Collected data entries:
◇ ◇ ◇ ◇ ◇
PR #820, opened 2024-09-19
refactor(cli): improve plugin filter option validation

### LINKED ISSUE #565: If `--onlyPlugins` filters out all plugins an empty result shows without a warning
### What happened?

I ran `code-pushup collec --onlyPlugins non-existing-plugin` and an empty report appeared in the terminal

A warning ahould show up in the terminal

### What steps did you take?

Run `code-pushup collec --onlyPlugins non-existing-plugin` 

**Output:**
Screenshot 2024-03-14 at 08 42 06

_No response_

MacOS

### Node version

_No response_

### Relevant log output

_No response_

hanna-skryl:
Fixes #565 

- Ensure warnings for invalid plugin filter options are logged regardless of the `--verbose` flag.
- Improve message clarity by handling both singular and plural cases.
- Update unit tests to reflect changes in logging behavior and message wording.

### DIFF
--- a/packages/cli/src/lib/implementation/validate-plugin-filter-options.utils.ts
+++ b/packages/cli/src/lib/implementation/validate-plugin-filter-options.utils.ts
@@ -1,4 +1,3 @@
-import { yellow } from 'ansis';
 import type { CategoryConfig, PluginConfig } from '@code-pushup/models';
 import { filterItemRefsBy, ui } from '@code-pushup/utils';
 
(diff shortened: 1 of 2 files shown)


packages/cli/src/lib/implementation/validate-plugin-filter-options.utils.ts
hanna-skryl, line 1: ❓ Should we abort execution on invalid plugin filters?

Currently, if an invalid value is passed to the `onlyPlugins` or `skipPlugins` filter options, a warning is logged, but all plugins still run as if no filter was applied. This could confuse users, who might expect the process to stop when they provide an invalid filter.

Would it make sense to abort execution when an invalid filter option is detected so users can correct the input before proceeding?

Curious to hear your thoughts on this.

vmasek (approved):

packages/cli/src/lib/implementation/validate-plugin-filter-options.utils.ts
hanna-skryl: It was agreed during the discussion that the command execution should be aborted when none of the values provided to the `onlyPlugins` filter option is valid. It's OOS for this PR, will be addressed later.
◇ ◇ ◇ ◇ ◇
Problem statement:
Reproduce the data exactly, altering nothing.

Result below:
PR #820, opened 2024-09-19
refactor(cli): improve plugin filter option validation

### LINKED ISSUE #565: If `--onlyPlugins` filters out all plugins an empty result shows without a warning
### What happened?

I ran `code-pushup collec --onlyPlugins non-existing-plugin` and an empty report appeared in the terminal

A warning ahould show up in the terminal

### What steps did you take?

Run `code-pushup collec --onlyPlugins non-existing-plugin` 

**Output:**
Screenshot 2024-03-14 at 08 42 06

_No response_

MacOS

### Node version

_No response_

### Relevant log output

_No response_

hanna-skryl:
Fixes #565 

- Ensure warnings for invalid plugin filter options are logged regardless of the `--verbose` flag.
- Improve message clarity by handling both singular and plural cases.
- Update unit tests to reflect changes in logging behavior and message wording.

### DIFF
--- a/packages/cli/src/lib/implementation/validate-plugin-filter-options.utils.ts
+++ b/packages/cli/src/lib/implementation/validate-plugin-filter-options.utils.ts
@@ -1,4 +1,3 @@
-import { yellow } from 'ansis';
 import type { CategoryConfig, PluginConfig } from '@code-pushup/models';
 import { filterItemRefsBy, ui } from '@code-pushup/utils';
 
(diff shortened: 1 of 2 files shown)


packages/cli/src/lib/implementation/validate-plugin-filter-options.utils.ts
hanna-skryl, line 1: ❓ Should we abort execution on invalid plugin filters?

Currently, if an invalid value is passed to the `onlyPlugins` or `skipPlugins` filter options, a warning is logged, but all plugins still run as if no filter was applied. This could confuse users, who might expect the process to stop when they provide an invalid filter.

Would it make sense to abort execution when an invalid filter option is detected so users can correct the input before proceeding?

Curious to hear your thoughts on this.

vmasek (approved):

packages/cli/src/lib/implementation/validate-plugin-filter-options.utils.ts
hanna-skryl: It was agreed during the discussion that the command execution should be aborted when none of the values provided to the `onlyPlugins` filter option is valid. It's OOS for this PR, will be addressed later.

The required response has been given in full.